■ What you need to do ■
Reproduce the listing exactly, so that no line differs from the original.

==*==

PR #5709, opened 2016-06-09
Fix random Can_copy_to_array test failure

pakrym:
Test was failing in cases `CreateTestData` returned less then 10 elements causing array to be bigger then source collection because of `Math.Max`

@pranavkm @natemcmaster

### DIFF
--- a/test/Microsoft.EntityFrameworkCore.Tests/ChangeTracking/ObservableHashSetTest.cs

==*==

■ Solution to this task ■
PR #5709, opened 2016-06-09
Fix random Can_copy_to_array test failure

pakrym:
Test was failing in cases `CreateTestData` returned less then 10 elements causing array to be bigger then source collection because of `Math.Max`

@pranavkm @natemcmaster

### DIFF
--- a/test/Microsoft.EntityFrameworkCore.Tests/ChangeTracking/ObservableHashSetTest.cs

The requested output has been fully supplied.